*** Opening of Exercise data ***
PR #4096, opened 2026-04-07
tests: add test to verify updating multiple EFIs using RAID 1 works

HuijingHei:
Copy from https://github.com/coreos/bootupd/tree/main/tests/kola/raid1 to test on both RHCOS / FCOS.


travier (approved):

yasminvalim (approved):
LGTM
*** Close of Exercise data ***
Problem to solve: For the records above, state how many lines contain the string "approved", with no added text.

Answer box: 2